- Given records -
PR #1, opened 2016-08-07
Upgrade level 1 to level 2

YijinL:
Remaining:
- [ ] make storage work
- [ ] Unit tests
- [ ] System test (i/o redirection) update
- [ ] Update documentation

### DIFF
--- a/src/seedu/addressbook/Main.java
+++ b/src/seedu/addressbook/Main.java
@@ -1,13 +1,15 @@
 package seedu.addressbook;
-/* ==============NOTE TO STUDENTS======================================
- * This class is written in a procedural fashion (i.e. not Object-Oriented)
- * Yes, it is possible to write non-OO code using an OO language.
- * ====================================================================
- */
+
+import static seedu.addressbook.TextUi.*;
+import static seedu.addressbook.StorageFile.InvalidStorageFilePathException;
+import seedu.addressbook.model.AddressBook;
+import seedu.addressbook.Parser.Command;
+import seedu.addressbook.model.InvalidDataException;
+import seedu.addressbook.model.Tag;
+import seedu.addressbook.model.UniqueTagList;
+import seedu.addressbook.model.person.*;
 
 import java.io.*;
-import java.nio.file.Files;
-import java.nio.file.Paths;
 import java.util.*;
 
 /* ==============NOTE TO STUDENTS======================================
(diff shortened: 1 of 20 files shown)


YijinL:
@damithc: fully featured except for storage. 
Will follow the bottom-up testing principle as stated on slack.
Which do we want to use, xml or json?

damithc:
json vs xml, whichever that gives the simpler code.

YijinL:
Followed the architecture diagram at the google docs as close as possible,
except for some renames, and `Person` contains `UniqueTagList`

src/seedu/addressbook/Utils.java
```diff
@@ -0,0 +1,51 @@
...
+     */
+    public static void assertNotNull(Object... items) {
+        int argIndex = 0;
+        for (Object item : items) {
+            if (Objects.isNull(item)) {
+                throw new AssertionError("Argument at index " + argIndex + " is null");
+            }
+            argIndex++;
+        }
+    }
```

- Task objective -
If a line in the data contains the string "static", copy it.

- Result of this task -
+import static seedu.addressbook.TextUi.*;
+import static seedu.addressbook.StorageFile.InvalidStorageFilePathException;
+    public static void assertNotNull(Object... items) {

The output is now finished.